Find every line below with the string "ruff" and pick it out.

- Supplied material:

━━━━━━━━━━

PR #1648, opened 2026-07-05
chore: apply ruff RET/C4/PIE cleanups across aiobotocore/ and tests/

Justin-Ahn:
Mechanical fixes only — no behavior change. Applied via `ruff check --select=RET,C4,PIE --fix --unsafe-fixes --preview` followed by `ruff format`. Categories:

━━━━━━━━━━

- Written response:
chore: apply ruff RET/C4/PIE cleanups across aiobotocore/ and tests/
Mechanical fixes only — no behavior change. Applied via `ruff check --select=RET,C4,PIE --fix --unsafe-fixes --preview` followed by `ruff format`. Categories:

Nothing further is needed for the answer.